La sélection féminine guinéenne U18 dispute depuis ce mercredi le Championnat du monde de handball en Roumanie après une préparation marquée par d’importantes difficultés. Privées de leur gymnase, détruit au Stade du 28-Septembre, les jeunes Guinéennes ont été contraintes de s’entraîner sur le bitume, dans des conditions loin des standards internationaux.
À quelques jours de leur entrée en lice, les championnes du monde de l’IHF Trophy 2026 ont multiplié les séances sur une chaussée en goudron, sans revêtement adapté ni tracé réglementaire.
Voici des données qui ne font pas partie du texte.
PR #4455, opened 2024-02-15
Implemented an exponential CPU backoff that kicks in when a run token is not held

john-sharratt:


lib/wasix/src/os/task/process.rs
```diff
@@ -133,6 +141,22 @@ pub struct WasiProcessInner {
     /// Represents a checkpoint which blocks all the threads
     /// and then executes some maintenance action
     pub checkpoint: WasiProcessCheckpoint,
+    /// Referenced list of wakers that will be triggered
```
theduke, line 144: Can be put all related fields on a nested struct to encupsulate things a bit better?
And move all related types and this struct to a submodule?
(including the `acquire_` methods)

lib/wasix/src/syscalls/wasi/fd_read.rs
```diff
@@ -44,6 +44,7 @@ pub fn fd_read<M: MemorySize>(
         fd_entry.offset.load(Ordering::Acquire) as usize
     };
```
theduke, line 46: We probably also would want to include `sock_send` and `sock_recv`?

lib/wasix/src/os/task/process.rs
```diff
@@ -534,6 +570,147 @@ impl WasiProcess {
             thread.set_status_finished(Ok(exit_code))
         }
     }
```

Une situation qui a profondément perturbé leur préparation et obligé le staff technique à revoir son programme. Le directeur technique national de la Fédération guinéenne de handball, Bakary Kaba, regrette une situation qui compromet les ambitions de l’équipe. Il explique que la destruction du gymnase, apprise alors que la délégation se trouvait en Chine, a constitué un véritable choc pour les joueuses. Selon lui, l’adaptation entre un revêtement Teraflex et le goudron est considérable et a compliqué le travail de préparation.
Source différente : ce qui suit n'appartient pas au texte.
PR #4462, opened 2024-02-22
DProxy

john-sharratt:
Journal support for pause and resume of a WASIX compiled HTTP based server
Fixes for various aspects that were not working properly in the Jounral


lib/virtual-net/src/loopback.rs
```diff
@@ -0,0 +1,240 @@
...
+    tcp_listeners: HashMap<SocketAddr, LoopbackTcpListener>,
+    ip_addresses: Vec<IpCidr>,
+}
+
+#[derive(Debug, Clone)]
+pub struct LoopbackNetworking {
+    state: Arc<Mutex<LoopbackNetworkingState>>,
+}
+
+impl LoopbackNetworking {
```
theduke, line 28: Yay!

lib/virtual-net/src/composite.rs
```diff
@@ -0,0 +1,121 @@
+use std::net::SocketAddr;
+use std::task::{Context, Poll};
+
+use crate::{Ipv4Addr, Ipv6Addr, NetworkError, VirtualIoSource, VirtualTcpListener};
+use derivative::Derivative;
+use virtual_mio::ArcInterestHandler;
+
+#[derive(Derivative)]
+#[derivative(Debug)]
+pub struct CompositeTcpListener {
```
theduke, line 10: In what context do we need this?
It's not used anywhere in the added code I think, just exposed?

Is it used in implementations?

lib/wasix/src/journal/effector/syscalls/path_create_directory.rs
```diff
@@ -20,14 +26,18 @@ impl JournalEffector {
...
     ) -> anyhow::Result<()> {
-        crate::syscalls::path_create_directory_internal(ctx, fd, path).map_err(|err| {
-            anyhow::format_err!(
-                "journal restore error: failed to create directory path (fd={}, path={}) - {}",
-                fd,
-                path,
-                err
-            )
-        })?;
+        if fd == VIRTUAL_ROOT_FD {
```
theduke, line 29: Why is this necessary?
I assume for restoration?

Should have a comment explaining the need.

theduke: How does the restoration interact with mounting?

lib/wasix/src/journal/effector/syscalls/path_rename.rs
```diff
@@ -26,16 +28,26 @@ impl JournalEffector {
...
-        if ret != Errno::Success {
-            bail!(
-                "journal restore error: failed to rename path (old_fd={}, old_path={}, new_fd={}, new_path={}) - {}",
-                old_fd,
-                old_path,
-                new_fd,
-                new_path,
-                ret
-            );
+        if old_fd == VIRTUAL_ROOT_FD && new_fd == VIRTUAL_ROOT_FD {
```
theduke, line 31: As above, why is this needed, needs an explanatory comment. 
Can we avoid the custom logic?

lib/wasix/src/journal/effector/syscalls/path_set_times.rs
```diff
@@ -32,19 +34,23 @@ impl JournalEffector {
...
-                    flags,
-                    path,
-                    st_atim,
-                    st_mtim,
-                    fst_flags,
-                    err
-                )
-            })?;
+        if fd == VIRTUAL_ROOT_FD {
+            // we ignore this record as its not implemented yet
```
theduke, line 38: As above.

lib/wasix/src/journal/effector/syscalls/path_unlink.rs
```diff
@@ -20,14 +26,18 @@ impl JournalEffector {
...
     ) -> anyhow::Result<()> {
-        let ret = crate::syscalls::path_unlink_file_internal(ctx, fd, path)?;
-        if ret != Errno::Success {
-            bail!(
-                "journal restore error: failed to remove file (fd={}, path={}) - {}",
-                fd,
-                path,
-                ret
-            );
+        if fd == VIRTUAL_ROOT_FD {
```
theduke, line 29: As above.

lib/wasix/src/journal/effector/thread_state.rs
```diff
@@ -15,8 +27,60 @@ impl JournalEffector {
...
                 memory_stack: Cow::Owned(memory_stack.into()),
                 store_data: Cow::Owned(store_data.into()),
+                start,
+                layout,
                 is_64bit: M::is_64bit(),
             },
         )
     }
+
+    pub fn apply_thread_state<M: MemorySize>(
```
theduke, line 37: Comment explaining what this does.

lib/wasix/src/net/socket.rs
```diff
@@ -72,8 +72,28 @@ pub enum InodeSocketKind {
         socket: Box<dyn VirtualUdpSocket + Sync>,
         peer: Option<SocketAddr>,
     },
-    RemoteTcpStream {
+    RemoteSocket {
+        family: Addressfamily,
+        ty: Socktype,
+        pt: SockProto,
```
theduke, line 78: This is getting really complex, should probably live in a separate struct.

lib/wasix/src/runners/dproxy/hyper_proxy/stream.rs
```diff
@@ -0,0 +1,93 @@
...
+use futures::Stream;
+use hyper::client::connect::Connected;
+use tokio_stream::wrappers::BroadcastStream;
+use virtual_net::tcp_pair::{TcpSocketHalfRx, TcpSocketHalfTx};
+
+use super::*;
+
+#[derive(Debug)]
+pub struct HyperProxyStream {
+    pub(super) tx: TcpSocketHalfTx,
```
theduke, line 12: I'm not entirely sure why we need a special DProxy runner rather than just a journaled runner.

Is it primarily for the sharding?
And/or snapshotting after each request?

lib/wasix/src/syscalls/journal/actions/close_thread.rs
```diff
@@ -0,0 +1,33 @@
+use super::*;
+
+impl<'a, 'c> JournalReplayRunner<'a, 'c> {
```
theduke, line 3: This and the below files aren't syscalls, should they live in the syscalls directory?

lib/wasix/src/syscalls/wasix/thread_spawn.rs
```diff
@@ -89,14 +89,33 @@ pub(crate) fn thread_spawn_internal<M: MemorySize>(
...
     Span::current().record("tid", thread_id);
 
+    // Spawn the thread
+    thread_spawn_internal_phase2::<M>(ctx, thread_handle, layout, start_ptr_offset, None)?;
+
+    // Success
+    Ok(thread_id)
+}
+
+pub fn thread_spawn_internal_phase2<M: MemorySize>(
```
theduke, line 99: Comment: what are the phases, why are they needed?

lib/wasix/Cargo.toml
```diff
@@ -49,6 +49,7 @@ tokio = { version = "1", features = [
 ], default_features = false }
 tokio-stream = { version = "0.1", features = [ "sync" ] }
 futures = { version = "0.3" }
+async-ctrlc = { version = "1.2.0", features = [ "stream" ], optional = true }
```
theduke, line 52: Tokio has built-in support for this: https://docs.rs/tokio/latest/tokio/signal/fn.ctrl_c.html

lib/wasix/src/syscalls/wasix/thread_spawn.rs
john-sharratt: renamed to make it easier to understand

lib/wasix/src/syscalls/journal/actions/close_thread.rs
john-sharratt: they replay the journal by doing syscalls

john-sharratt: ill rename them to make that easier to see

lib/wasix/src/runners/dproxy/hyper_proxy/stream.rs
john-sharratt: The dproxy runner spawns and reuses instances while the dcgi runner creates them and throws them away. they are very different operating models. Dproxy actually proxies the requests as well while dcgi does not

lib/virtual-net/src/loopback.rs
john-sharratt: indeed this is good news for the browser as well

lib/wasix/src/net/socket.rs
john-sharratt: done

lib/wasix/src/journal/effector/thread_state.rs
john-sharratt: done

lib/wasix/src/journal/effector/syscalls/path_create_directory.rs
john-sharratt: Added this comment

``` rust
/// Used for interacting with the file system when it has no
/// pre-opened file descriptors at the root level. Normally
/// a WASM process will do this in the libc initialization stage
/// however that does not happen when the WASM process has never
/// been run. Further that logic could change at any time in libc
/// which would then break functionality. Instead we use this fixed
/// file descriptor
///
/// This is especially important for fuse mounting journals which
/// use the same syscalls as a normal WASI application but do not
/// run the libc initialization logic
```

lib/wasix/src/journal/effector/syscalls/path_set_times.rs
john-sharratt: See above

lib/wasix/src/journal/effector/syscalls/path_rename.rs
john-sharratt: See above

lib/virtual-net/src/composite.rs
john-sharratt: its used in `Edge` for the `DistributedNetworking`. It allows combining multiple listeners into a single listener which is useful when there are multiple switches (e.g. loopback networking and remote networking)

lib/wasix/src/fs/mod.rs
```diff
@@ -411,14 +411,68 @@ fn create_dir_all(fs: &dyn FileSystem, path: &Path) -> Result<(), virtual_fs::Fs
...
+        Self {
+            next_fd: Arc::new(AtomicU32::new(self.next_fd.load(Ordering::SeqCst))),
+        }
+    }
+
+    pub fn next_val(&self) -> WasiFd {
+        self.next_fd.fetch_add(1, Ordering::SeqCst)
+    }
+
+    pub fn set_val(&self, val: WasiFd) {
```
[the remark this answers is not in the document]
john-sharratt: Unfortunately yes... its indeed needed for the journal restoration to prevent duplicates as we can not otherwise guarantee overlaps

lib/virtual-fs/src/mem_fs/filesystem.rs
```diff
@@ -29,6 +31,20 @@ impl FileSystem {
...
     }
 
+    /// Uses a mmap'ed file as a cache for file data thus removing the
+    /// need to copy the data into memory.
+    ///
+    /// This is especially important for journals as it means that the
+    /// data stored within the journals does not need to be copied
+    /// into memory, for very large journals this would otherwise be
+    /// a problem.
+    pub fn with_backing_offload(self, buffer: OffloadBackingStore) -> Result<Self> {
```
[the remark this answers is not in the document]
john-sharratt: That does significantly increase the complexity though - more than I would like.

`mem_fs` already significantly violates the separation of concerns principle - its better to tackle this during the file system refactoring that is upcoming.

lib/virtual-fs/src/lib.rs
```diff
@@ -359,6 +359,12 @@ pub trait VirtualFile:
         None
     }
 
+    /// Writes to this file using an mmap offset and reference
+    /// (this method only works for mmap optimized file systems)
+    fn write_from_mmap(&mut self, _offset: u64, _len: u64) -> std::io::Result<()> {
```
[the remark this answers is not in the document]
john-sharratt: not without significant rework, its the same reason this exists
```
/// This method will copy a file from a source to this destination where
    /// the default is to do a straight byte copy however file system implementors
    /// may optimize this to do a zero copy
    fn copy_reference(
        &mut self,
        mut src: Box<dyn VirtualFile + Send + Sync + 'static>,
    ) -> BoxFuture<'_, std::io::Result<()>> {
        Box::pin(async move {
            let bytes_written = tokio::io::copy(&mut src, self).await?;
            tracing::trace!(bytes_written, "Copying file into host filesystem",);
            Ok(())
        })
    }
    ```
    
    Better we tackle this during the file system refactor

File: lib/virtual-fs/Cargo.toml [hunk 16]
```diff
@@ -40,6 +40,7 @@ getrandom = { version = "0.2", features = [ "js" ] }
 [dev-dependencies]
 pretty_assertions = "1.3.0"
 tempfile = "3.6.0"
+tracing-test = "0.2.4"
```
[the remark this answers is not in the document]
john-sharratt: its used in the unit tests of `offloaded_file.rs`

theduke:
@john-sharratt we should tackle the clean abstractions now rather than punting it to someone else in the upcoming refactor.

As is this adds fresh complications to the refactor that will be hard to untangle. 
We should make the refactor easier, not harder.

john-sharratt:
Tackling the abstractions now... *is* the refactor. That's the whole problem in the first place, this PR is not appropriate for that work as its significant and makes this PR too big

theduke (approved):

Même constat pour la sélectionneure Clémentine Mara, qui souligne avoir dû adapter les entraînements aux contraintes imposées par le manque d’infrastructures et la saison des pluies. Les risques de blessures ont également augmenté, comme l’a confirmé la joueuse Fatou Kéita, évoquant des douleurs récurrentes chez certaines de ses coéquipières malgré les précautions prises par le staff. Pour offrir de meilleures conditions de travail à son équipe avant le départ pour la Roumanie, la Fédération guinéenne a bénéficié du soutien de son homologue sénégalaise. Un stage d’une semaine a ainsi été organisé à Dakar, où les joueuses ont pu retrouver une salle d’entraînement avant de rejoindre la compétition.
Malgré cette préparation perturbée, la Guinée entend défendre ses ambitions. Sacrée championne du monde de l’IHF Trophy chez les cadettes et les juniors en 2026, elle devra toutefois relever un immense défi face à des nations comme l’Espagne et l’Allemagne, références mondiales de la discipline. Les Guinéennes espèrent désormais que leur résilience compensera les difficultés rencontrées en amont du tournoi.